A NEW APPROACH FOR REGIONAL PHOTOVOLTAIC POWER ESTIMATION AND FORECAST

On regional scale, the estimation of the solar power generation from the environmental conditions and the solar power forecast is essential for Distribution System Operators, Transmission System Operator, energy traders, and aggregators. Indeed, high photovoltaic penetration results in a stochastic variability of the electric demand that could compromise the stability of the grid, increase the amount of energy reserve and the energy imbalance cost. In this context, two upscaling methods and several models were developed and used for estimation and forecast of the photovoltaic distributed generation in a small area of Italy with high photovoltaic penetration.
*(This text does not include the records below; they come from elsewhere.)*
Issue #135, opened 2022-11-17
Cannot add two values with different units in DepositPaymaster and TokenPaymaster


Jammyaa:
Hey eth-infinitism contributors,
I discovered in the source code of sample/DepositPaymaster.sol and sample/TokenPaymaster.sol, when calculating the actualTokenCost, you guys have added actualGasCost ( = actualGas * gasPrice, so its unit is wei) and COST_OF_POST (its unit is gas unit). 
```sol 
// DepositPaymaster.sol - Line 153
uint256 actualTokenCost = (actualGasCost + COST_OF_POST) * maxTokenCost / maxCost; // COST_OF_POST = 35000
```
and
```sol
// TokenPaymaster.sol - Line 109
uint256 charge = getTokenValueOfEth(actualGasCost + COST_OF_POST); // COST_OF_POST = 15000
```
This is wrong math logic when you guys try to add two numbers with different units.
Could anyone review this issue? Thank you guys very much.

Jammyaa:
I fix it in PR https://github.com/eth-infinitism/account-abstraction/pull/137

PR #137, opened 2022-11-18
fix error add two numbers with different units

Jammyaa:
Fix issue #135


yoavw (commented):
Thanks.  Looks good to me.
@drortirosh any comment?

PR #143, opened 2022-12-02
Cosmetic changes

plusminushalf:


eip/EIPS/eip-4337.md
```diff
@@ -55,10 +55,10 @@ To avoid Ethereum consensus changes, we do not attempt to create new transaction
 | `callData` | `bytes` | The data to pass to the `sender` during the main execution call |
 | `callGasLimit` | `uint256` | The amount of gas to allocate the main execution call |
 | `verificationGasLimit` | `uint256` | The amount of gas to allocate for the verification step |
-| `preVerificationGas` | `uint256` | The amount of gas to pay for to compensate the bundler for pre-verification execution and calldata |
+| `preVerificationGas` | `uint256` | The amount of gas to compensate the bundler for pre-verification execution and sending userOp parameters like calldata, paymasterAndData and signature to blockchain |
```
drortirosh: not exactly. the value is the amount to pay for entire userOp. some of this value is fixed, and some depends on actual userOp, like the content of the dynamic fields paymasterAndData, signature, callData.

plusminushalf: I wanted to convey the same that some portion of it is fixed and the variables include the parameters: paymasterAndData, signature, callData. Hence I used the word: "Like".

I feel we can be more explicit about this by wording it like this:
The amount of gas to compensate the bundler for pre-verification execution and sending userOp to the blockchain. UserOp has a fixed cost and a variable cost (depended on dynamic fields - paymasterAndData, signature and callData)

yoavw: Yes, I think this last paragraph describes it well.  @drortirosh ?

drortirosh: yes, this parameter deserves better description (probably its own section in the document),
maybe the right wording right now should be 
"the value to compensate the bundler for gas used by this UserOperation that is not calculated directly on-chain by EntryPoint's validation"

plusminushalf: I personally feel that `not calculated directly on-chain by EntryPoint's validation` is something that can not be understood at a glance. If we can be a little bit more specific about things that can't be calculated then it would make things easier.

Also I agree, we should have a dedicated area for this. A lot of people have asked for it's meaning in the discord server.

drortirosh: The major things it covers is `calldata` cost, fixed transaction cost (the 21000 gas stipend) and some overhead of the `handleOps` method.
The tricky part is that this overhead changes depends on the actual bundle size (e.g. the 21000 stipend should be split among all bundle users) - but at the time of submission, we can't tell what will be the bundle size..

yoavw: Right, but I think it's correct that most readers wouldn't know what can or cannot be calculated on-chain.  It may be obvious to us, but not to most solidity developers unless they spend a lot of time thinking about it.  So a concrete example is useful.

plusminushalf: I have added the minimal definition by @drortirosh and also added a section which explains this in more detail. Let me know if this would suffice as a better explanation.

The upscaling methods are based on chains of data-driven models (k-mean clustering, principal component analysis and ensemble of neural networks) that use as inputs satellite derived irradiance and numerical weather prediction. These models allow a complete assessment of the accuracy of the regional power forecast at different horizons, from 0 hour ahead (power estimation) to 48 hours ahead. The power estimation model provided a RMSE of 3% of installed capacity. Intra-day forecast (from 1 to 4 hours) obtained a RMSE of 5% - 7% and a skill score with respect to the clear sky persistence from -8% to 33.6%. The one and two days ahead forecast achieved a RMSE of 7% and 7.5% and a skill score of 39.2% and 45.7%. The ensemble smoothing effect on cluster scale was also studied. It was proved that the RMSE reduction achieved on cluster scale due to the ensemble smoothing follows the same exponential law found for single systems. In this case the smoothing effect reduces the RMSE of day-ahead forecast of 12% with respect to the mean single cluster value. It was also shown that the skill score increases linearly with the size of the region with a rate of 0.1% for km. Furthermore, a method to estimate the forecast error was also developed. It was based on an ensemble neural network model coupled with a probabilistic correction. It can provide a highly reliable computation of the prediction intervals.